··· SUPPLIED MATERIAL

PR #137, opened 2014-02-03
Primitive type parsing for Post form params

metacity:
Simply put: Post form body parser enhanced to parse and set primitive type (or corresponding object wrapper) fields of objects. 

(First commit to an open source project ever! And thank you for Ninja :+1: )


raphaelbauer:
Hi @metacity ,

thanks for the nice feature and congrats to your first contribution :+1: 

we need some more stuff to make this happen:
1) A testcase that makes sure your feature works and will work in future versions of Ninja. Either here: ApplicationControllerTest - testPostFormParsingWorks method. (in ninja-servlet-integration-test). Or possibly better as mocked test in ninja-core (there is no mocked test for the BodyParserEnginePost yet).
2) Documentation (maybe a tiny paragraph or listing what can be parsed: form_parsing.md)
3) Then add yourself to team.md as contributor
4) Sign your contributor agreement from: https://docs.google.com/forms/d/1Yasrxa17kYfaNDgbRvn77rM3WTnU_Um0rwz3GfzPp9g/viewform

Looks like a lot of stuff that's still to do - but actually you are already there. We just have to make sure that Ninja stays stable in the future (testcases) and people know about your feature  (docs) :)

If you got problems please don't hesitate to ask. For instance I can help writing the mocked test or anything else :) Jut let me know!

Thanks again!

Cheers,

Raphael

metacity:
Hello,

Thanks for you input! I addressed your points (maybe I'll add myself to team.md when I have done a little more ;) in the new commits. I didn't want to pollute the existing contact form classes and files, so I used the existing FormObject model (in ninja-servlet-integration-test) as it wasn't being used anywhere. 

One question/note: I chose to use i.e. `Integer.valueOf(someString)` even when populating a primitive type field. This of course creates unnecessarily an object, but imo is more readable, because we don't have to use i.e. `field.setInt(t, someInt)` specifically for primitive int type. And processing post forms most likely isn't the bottle neck anyway. What's your take?

ninja-servlet-integration-test/src/test/java/controllers/ApplicationControllerTest.java
```diff
@@ -135,22 +135,68 @@ public void testPostFormParsingWorks() {
...
+        
+        formParameters.put("primShort", "32456");
+        formParameters.put("objShort", "32455");
+        
+        formParameters.put("primChar", "Z");
+        formParameters.put("objChar", "X");
 
         String response =
                 ninjaTestBrowser.makePostRequestWithFormParameters(
-                        getServerAddress() + "/contactForm",
```
raphaelbauer, line 144: Can you remove the old /form and /contactForm stuff? (in routes.java, ApplicationController and the views?).

The reason is that it does not make sense having /contact and /contactForm when there are no tests. Your /form covers all cases.

ninja-servlet-integration-test/src/test/java/controllers/ApplicationControllerTest.java
```diff
@@ -135,22 +135,68 @@ public void testPostFormParsingWorks() {
...
+                        getServerAddress() + "/form",
                         headers,
                         formParameters);
```
raphaelbauer, line 179: You can also make it more clear that you are dealing with Json by using that one:
        ObjectMapper objectMapper = new ObjectMapper();
        FormObject formObject = objectMapper.readValue(response, FormObject.class);

Then you can make all asserts on the formObject...

(ninjaTestBrowser is not really nice to use in that scenario though...).

raphaelbauer:
Your pull request looks really nice. I Added some tiny comments. Would be great if you could fix the stuff...

Don't forget to add your change to changelog.md / your name to team.md and sign the contributor's agreement (really simple and online).

Once that's done I'll merge your stuff asap :)

Thanks!

metacity:
Will do (contributor's agreement already signed earlier)! 

The reason I preserved contactForm stuff was because the documentation about post form parsing was clearly based on them. But true; no tests, not really useful to keep them. 

About ninjaTestBrowser: what's the reason for it not being really nice in ObjectMapper's case? The original test (and many other tests in ApplicationControllerTest) are based on testing whether strings are contained in the response HTML (Freemarker template), but using a JSON string seemed clearer and less polluted by template HTML. Automatic object rendering with Freemarker (`Results.html().render(parsedObject)`) will then need its own test, but it's not directly associated with post form parsing anyway.

raphaelbauer:
Perfect!

Regarding json => There are historical reasons why the other tests use the silly "check if wanted string is in response" approach. I mean - it works - and it is halfway okay if you use it with html output (beacause html is hard to parse). But it is a bit clumsy...

Your approach using a json is a lot better and much more precise :)

metacity:
Should be in shape now! I also included a simple test for direct object rendering with Freemarker (which is what the original Post form parsing test did as a side-product). I also noticed that a renderable object is referenced with the object's **class** name (returned by `getRealClassNameLowerCamelCase(Object)` in SwissKnife class) instead of object's name . Fixed the section in form_parsing.md about that.

raphaelbauer:
Nice work! thanks for contributing :)

PR #144, opened 2014-02-15
Feature to specify custom location for static assets

sojin:
Hi Raphael, 

Sometimes its useful to let application serve static assets from outside of project directory. Could be as a first to step to let front end server like nginx/cherokee to serve them.

Added property in application.static.asset.basedir in app conf file, which will trigger ninja to serve them from that location.

Added a documentation around this as well in static_assets.

Please let me know your thoughts.
Rgds
Sojin

### DIFF
--- a/ninja-core/src/main/java/ninja/AssetsController.java
+++ b/ninja-core/src/main/java/ninja/AssetsController.java
@@ -16,32 +16,20 @@
 
 package ninja;
 
-import java.io.File;
-import java.io.FileNotFoundException;
-import java.io.IOException;
-import java.io.InputStream;
-import java.io.OutputStream;
-import java.net.MalformedURLException;
-import java.net.URL;
-import java.net.URLConnection;
-
 import com.google.common.base.Optional;
-import ninja.utils.HttpCacheToolkit;
-import ninja.utils.MimeTypes;
-import ninja.utils.NinjaProperties;
-import ninja.utils.ResponseStreams;
-
-import org.apache.commons.io.IOUtils;
-import org.slf4j.Logger;
-import org.slf4j.LoggerFactory;
-
 import com.google.common.io.ByteStreams;
 import com.google.common.io.Files;
 import com.google.inject.Inject;
 import com.google.inject.Singleton;
+import ninja.utils.*;
+import org.apache.commons.io.FilenameUtils;
+import org.slf4j.Logger;
+import org.slf4j.LoggerFactory;
 
-import javax.swing.text.html.Option;
-
+import java.io.*;
+import java.net.MalformedURLException;
+import java.net.URL;
+import java.net.URLConnection;
 /**
  * This controller serves public resources under /public
  * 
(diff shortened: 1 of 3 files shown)


ninja-core/src/main/java/ninja/AssetsController.java
```diff
@@ -452,4 +461,20 @@ public static String getFileNameFromPathOrReturnRequestPath(Context context) {
...
     }
 
+    private Optional<String> getNormalizedAssetPath(NinjaProperties ninjaProperties){
+
+        Optional<String> assetBaseDir = Optional.absent();
+        String baseDir = ninjaProperties.get( "application.static.asset.basedir");
+
+        if(baseDir != null){
+
+            String pathSeparator = baseDir.substring( baseDir.length() - 1 );
```
raphaelbauer: Maybe you can use Guava's Files.simplifyPath. Saves some lines...

ninja-core/src/main/java/ninja/AssetsController.java
```diff
@@ -287,68 +294,71 @@ private URL getFileFromAssetsDir(Context context) {
...
+
+    private Optional<URL> getUrlForFile( File possibleFileInSrc) {
+        try {
+            return  Optional.fromNullable( possibleFileInSrc.toURI().toURL() );
+
+        } catch(MalformedURLException malformedURLException) {
+
+            logger.error("Error in dev mode while streaming files from src dir. ", malformedURLException);
+        }
+        return null;
```
raphaelbauer: return null is likely not what we want... Optional.absent() possibly better?

ninja-core/src/main/java/ninja/AssetsController.java
```diff
@@ -452,4 +461,20 @@ public static String getFileNameFromPathOrReturnRequestPath(Context context) {
 
     }
 
+    private Optional<String> getNormalizedAssetPath(NinjaProperties ninjaProperties){
+
+        Optional<String> assetBaseDir = Optional.absent();
+        String baseDir = ninjaProperties.get( "application.static.asset.basedir");
```
raphaelbauer: Can we make "application.static.asset.basedir" a static final String somewhere?

raphaelbauer:
Hey @sojin,

this is cool! I added some tiny remarks. Maybe they make sense to you... Would be nice if you could also add your change to changelog.md. I'll merge your stuff then.

Thanks!

Raphael

sojin:
Hi @raphaelbauer ,

Thanks for the comments. Updated the pull request with necessary changes.

For the getNormalizedAssetPath(), I've used FilenameUtils.normalizeNoEndSeparator(). 
My intention was to remove the trailing slashes and normalize the path so as to have ninja behaves as expected irrespective of what user inputs.

Files.simplifyPath() doesn't work with windows style separator and it doesn't remove the trailing slashes from Linux style path (although it normalize them). 

Thanks
Sojin

raphaelbauer:
Perfect :+1: 
Thanks! It's already in develop.

PR #156, opened 2014-03-11
Modify NinjaRunner to make use of injector's built-in injectMembers(obj)

smallufo:
injector.injectMembers(testObj) takes cares of all my previous work.
Sorry I was not familiar with Guice's injector.


raphaelbauer:
ah nice! I did not think about that... ;) Obviously much better and less code :)

PR #159, opened 2014-03-17
Fix changelog dates

cwildfoerster:
I've noticed that the dates within the changelog are wrong, so i fixed them.


raphaelbauer:
this was not the changelog, but the roadmap... ;) just kidding... no idea how we managed to mess that up :) thanks for fixing that!

PR #160, opened 2014-03-25
Add Generic Type Information into ArgumentExtractor and Make core configuration customizable

gakuzzzz:
Hi,

Thank you for awesome framework!
### I want to do
1. use generic types (ex. `Optional<ID<User>>`) in `Controller` method arguments.
2. Using javac option `-parameters` in JavaSE8, associate `Controller` method arguments with request parameter names or path parameter names.
   - this function needs JavaSE8. so It is enough, if the function is provided with plug-in.
3. (optional) make framework user enable to custom the behavior when `@PathParam` or `@Param` is ommited
### Problems
1. `ArgumentExtractor` can not use generic type information since `ArgumentClassHolder` has only `java.lang.Class<?>`
2. `ArgumentExtractor` can not access `Method` instance and the index of parameters.
3. Since [ControllerMethodInvoker.build](https://github.com/ninjaframework/ninja/blob/ninja-3.1.3/ninja-core/src/main/java/ninja/params/ControllerMethodInvoker.java#L69) is static method, it can not change in configuration.
4. It can not override `ninja.Configuration` bindings.
### Requests

This PR contains below. but, there are more better solutions, teach me them please.
1. Add `java.lang.reflect.Type` into `ArgumentClassHolder`.
2. [In `ArgumentExtractor` construction](https://github.com/ninjaframework/ninja/blob/ninja-3.1.3/ninja-core/src/main/java/ninja/params/ControllerMethodInvoker.java#L238-L244), the child injector binds `Method` instance and the index of parameters.
3. Create `ControllerMethodInvokerBuilder` and Remove the static `ControllerMethodInvoker.build`.
4. Make `ninja.Configuration` enable to oberride by defining `conf.OverrideCoreModule`

best regards,


raphaelbauer:
Wow! that looks awesome!

Unfortunately I am a bit busy right now - therefore I cannot review everything right away. Please expect some feedback latest end of next week...

Best,

Raphael

gakuzzzz:
Alright, You don't need to feel obligated :smile:

ninja-servlet/src/main/java/ninja/servlet/NinjaBootstrap.java
```diff
@@ -47,6 +48,7 @@
     private Logger logger = LoggerFactory.getLogger(NinjaBootstrap.class);
 
     private static final String APPLICATION_GUICE_MODULE_CONVENTION_LOCATION = "conf.Module";
+    private static final String APPLICATION_GUICE_OVERRIDE_CORE_MODULE_CONVENTION_LOCATION = "conf.OverrideCoreModule";
```
raphaelbauer, line 51: Do we really need this?
Wouldn't it be better to just use conf.Module, and inialize it via Modules.override?

That way we would not need to add a new configuration module + documentation + maintenance...

raphaelbauer:
Hey...
I think that is pretty cool...

One thing is missing: could you add your change into changelod.md, and add your name to team.md?

And maybe we can go without the override module (As I commented).

danielsawan:
i think this can help solving the problem of this issue https://github.com/ninjaframework/ninja/issues/367 :)

PR #163, opened 2014-04-05
updated documentation for sending mails

svenkubiak:
The sendMail example did expect the return of Result, which did not feel quit correct as their is no obvious connection to Freemarker. Also I added a try-catch for the postoffice.send function, which makes the example complete.


raphaelbauer:
Thanks!

PR #169, opened 2014-04-23
add possibility to define custom package for application module and routes

avarabyeu:
As a part of https://github.com/ninjaframework/ninja/issues/61. Pretty light change, shouldn't has impact on core module and plugins.

### DIFF
--- a/ninja-servlet/src/main/java/ninja/servlet/NinjaBootstrap.java
+++ b/ninja-servlet/src/main/java/ninja/servlet/NinjaBootstrap.java
@@ -25,9 +25,10 @@ import ninja.Ninja;
 import ninja.Router;
 import ninja.application.ApplicationRoutes;
 import ninja.lifecycle.LifecycleSupport;
+import ninja.logging.LogbackConfigurator;
 import ninja.scheduler.SchedulerSupport;
+import ninja.utils.NinjaConstant;
 import ninja.utils.NinjaPropertiesImpl;
-
 import org.slf4j.Logger;
 import org.slf4j.LoggerFactory;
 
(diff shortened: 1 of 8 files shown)


avarabyeu:
Yes, my fault. Missed one file in commit

ninja-servlet/src/main/java/ninja/servlet/NinjaBootstrap.java
```diff
@@ -63,33 +64,33 @@ public Injector getInjector() {
...
     public synchronized void boot() {
-        
+
         initLogbackIfLogbackIsOnTheClassPath();
-        
+
         if (injector != null) {
             throw new RuntimeException("NinjaBootstap already booted");
         }
-
```
raphaelbauer, line 72: thanks for cleaning up the whitespaces :)

raphaelbauer:
Hey avarabyeu,

thanks for implementing this :)
There is one thing I do not understand properly: To make your feature work you still need conf/application.conf to define the path for the module. Right?

If that's the case - what is the benefit of moving Module.java into any directory, when application.conf is still nailed in /conf/.?

Should not sound rude :) I am just trying to understand your motivation! Why did you for instance not consider using a system property to make that happen?

Thanks!

Raphael

avarabyeu:
Raphael, the main idea is to move compiled sources to application packages (to follow java conventions). As for configuration files, i see no problems to keep them in "conf" folder :) What do you think? Just because it's little bit unusual to keep java sources with no packages...

raphaelbauer:
Hey avarabyeu,

I think we can include that change :) Your code looks nice, and the test is really important :) Thanks for your contribution. There are only some final things missing. 
1. Add your feature to the documentation. Without that nobody will know about it. Docs is at ninja-core/src/site/markdown.
2. Add your changes to changelog.md and your name to team.md.
3. Sign the contributor agreement (electronically) at https://docs.google.com/forms/d/1Yasrxa17kYfaNDgbRvn77rM3WTnU_Um0rwz3GfzPp9g/viewform

That's it already :)

Thanks for improving Ninja!

Cheers,

Raphael

avarabyeu:
Thanks, Raphael!

raphaelbauer:
I am a bit busy right now. Give me some days to check it out...

avarabyeu:
That's ok, keep your time, Raphael)

PR #174, opened 2014-05-08
Added a getHostname() method to the context.  

mattjonesorg:
This is helpful for supporting multi-tenant applications where each customer has their own hostname.

Today, it is as simple as context.getHeader("Host"), but if the context already has many other wrappers around headers, I thought this would be helpful.

### DIFF
--- a/ninja-servlet/src/main/java/ninja/servlet/ContextImpl.java
+++ b/ninja-servlet/src/main/java/ninja/servlet/ContextImpl.java
@@ -327,7 +327,9 @@ public class ContextImpl implements Context.Impl {
     }
 
     @Override
-    public String getHostname() { return httpServletRequest.getHeader("host"); }
+    public String getHostname() {
+        return httpServletRequest.getHeader("host");
+    }
 
     public void handleAsync() {
         synchronized (asyncLock) {
--- a/ninja-servlet/src/main/java/ninja/servlet/ContextImpl.java
+++ b/ninja-servlet/src/main/java/ninja/servlet/ContextImpl.java
@@ -326,6 +326,9 @@ public class ContextImpl implements Context.Impl {
         return httpServletRequest.getRequestURI();
     }
 
+    @Override
+    public String getHostname() { return httpServletRequest.getHeader("host"); }
+
     public void handleAsync() {
         synchronized (asyncLock) {
             if (asyncStrategy == null) {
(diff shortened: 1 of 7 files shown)


ninja-servlet/src/main/java/ninja/servlet/ContextImpl.java
```diff
@@ -326,6 +326,9 @@ public String getRequestUri() {
         return httpServletRequest.getRequestURI();
     }
 
+    @Override
+    public String getHostname() { return httpServletRequest.getHeader("host"); }
```
raphaelbauer: could you please reformat that to something like 

methodName {
...
} (like in getHostname of wrappedContext)

I also like one liners, but that's just the general way how the code in Ninja is written. Makes it simpler to maintain everything in the long run :)

ninja-test-utilities/src/main/java/ninja/utils/FakeContext.java
```diff
@@ -108,6 +109,12 @@ public String getRequestUri() {
         return requestUri;
     }
 
+    @Override
+    public String getHostname() {
+        return hostname;
+    }
+    public void setHostname(String hostname) {this.hostname = hostname;}
```
raphaelbauer: Same here... three lines instead of one :) please :)

raphaelbauer:
Nice!

three simple things are missing:
- add your change to changelog.md
- add yourself to team.md
  and sign the contributor's agreement here: https://docs.google.com/forms/d/1Yasrxa17kYfaNDgbRvn77rM3WTnU_Um0rwz3GfzPp9g/viewform

More general information is here: http://www.ninjaframework.org/developer/getting_started.html

Thanks!

ninja-test-utilities/src/main/java/ninja/utils/FakeContext.java
mattjonesorg: I was trying to be consistent with similar methods, such as getAcceptEncoding(), which is a one-liner.  But I'll commit the change to make it three.  :)

raphaelbauer: Thanks! (Don't take it personally... it's just my experience that over the long run those "small" things really help to keep the codebase in shape. ... ;) ).

mattjonesorg: Nothing taken personally!  :)  I'm just glad I can contribute!

mattjonesorg:
All steps completed!  Thanks for developing such a great framework!

raphaelbauer:
Thanks! The framework is a community effort - contributions like this one make it what it is :)

PR #175, opened 2014-05-11
fixed flash documentation

svenkubiak:
This looks like a copy&paste error, but "flash_" shoud be "flash.". Also the correct syntax for object and parameter check in freemarker is (foo.bar)??


raphaelbauer:
Very very good. Thanks for the improvement!

PR #180, opened 2014-05-21
Added HTTP 201 (Created), convenience methods for codes 201 and 401, and made HTTP status code variables final

metacity:
HTTP spec doesn't actually require (only "should include") a Location header in a 201 Created response, hence optional url..


raphaelbauer:
very useful! thanks!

······

▶ [TASK DIRECTIONS] Scan the records above. Return every line with "viewform" in it.

▶ [RESPONSE TO THE TASK]
4) Sign your contributor agreement from: https://docs.google.com/forms/d/1Yasrxa17kYfaNDgbRvn77rM3WTnU_Um0rwz3GfzPp9g/viewform
3. Sign the contributor agreement (electronically) at https://docs.google.com/forms/d/1Yasrxa17kYfaNDgbRvn77rM3WTnU_Um0rwz3GfzPp9g/viewform
  and sign the contributor's agreement here: https://docs.google.com/forms/d/1Yasrxa17kYfaNDgbRvn77rM3WTnU_Um0rwz3GfzPp9g/viewform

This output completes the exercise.